_What is required_.
Once you have read the data below, please repeat all of it exactly.

Stored data:
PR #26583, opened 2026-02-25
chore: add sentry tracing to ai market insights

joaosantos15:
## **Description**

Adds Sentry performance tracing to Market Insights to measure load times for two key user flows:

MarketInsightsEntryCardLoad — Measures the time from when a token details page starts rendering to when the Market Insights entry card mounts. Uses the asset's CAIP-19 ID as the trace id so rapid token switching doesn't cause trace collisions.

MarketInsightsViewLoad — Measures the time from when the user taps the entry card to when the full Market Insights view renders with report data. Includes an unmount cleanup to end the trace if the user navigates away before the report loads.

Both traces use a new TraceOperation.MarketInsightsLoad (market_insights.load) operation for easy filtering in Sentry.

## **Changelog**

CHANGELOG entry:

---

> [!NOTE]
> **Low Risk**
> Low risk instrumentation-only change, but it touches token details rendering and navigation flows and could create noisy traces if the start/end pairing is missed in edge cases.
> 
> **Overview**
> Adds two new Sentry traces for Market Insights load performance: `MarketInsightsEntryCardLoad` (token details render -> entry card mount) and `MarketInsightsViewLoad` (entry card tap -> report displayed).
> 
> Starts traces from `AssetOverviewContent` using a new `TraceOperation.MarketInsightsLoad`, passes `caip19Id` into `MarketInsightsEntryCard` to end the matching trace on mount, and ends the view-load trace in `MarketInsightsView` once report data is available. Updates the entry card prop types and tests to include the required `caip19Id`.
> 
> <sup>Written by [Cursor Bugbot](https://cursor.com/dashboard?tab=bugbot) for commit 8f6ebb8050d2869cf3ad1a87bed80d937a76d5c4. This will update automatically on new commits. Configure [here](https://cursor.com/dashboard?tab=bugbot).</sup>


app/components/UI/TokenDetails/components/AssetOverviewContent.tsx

_Response to this task_.
PR #26583, opened 2026-02-25
chore: add sentry tracing to ai market insights

joaosantos15:
## **Description**

Adds Sentry performance tracing to Market Insights to measure load times for two key user flows:

MarketInsightsEntryCardLoad — Measures the time from when a token details page starts rendering to when the Market Insights entry card mounts. Uses the asset's CAIP-19 ID as the trace id so rapid token switching doesn't cause trace collisions.

MarketInsightsViewLoad — Measures the time from when the user taps the entry card to when the full Market Insights view renders with report data. Includes an unmount cleanup to end the trace if the user navigates away before the report loads.

Both traces use a new TraceOperation.MarketInsightsLoad (market_insights.load) operation for easy filtering in Sentry.

## **Changelog**

CHANGELOG entry:

---

> [!NOTE]
> **Low Risk**
> Low risk instrumentation-only change, but it touches token details rendering and navigation flows and could create noisy traces if the start/end pairing is missed in edge cases.
> 
> **Overview**
> Adds two new Sentry traces for Market Insights load performance: `MarketInsightsEntryCardLoad` (token details render -> entry card mount) and `MarketInsightsViewLoad` (entry card tap -> report displayed).
> 
> Starts traces from `AssetOverviewContent` using a new `TraceOperation.MarketInsightsLoad`, passes `caip19Id` into `MarketInsightsEntryCard` to end the matching trace on mount, and ends the view-load trace in `MarketInsightsView` once report data is available. Updates the entry card prop types and tests to include the required `caip19Id`.
> 
> <sup>Written by [Cursor Bugbot](https://cursor.com/dashboard?tab=bugbot) for commit 8f6ebb8050d2869cf3ad1a87bed80d937a76d5c4. This will update automatically on new commits. Configure [here](https://cursor.com/dashboard?tab=bugbot).</sup>


app/components/UI/TokenDetails/components/AssetOverviewContent.tsx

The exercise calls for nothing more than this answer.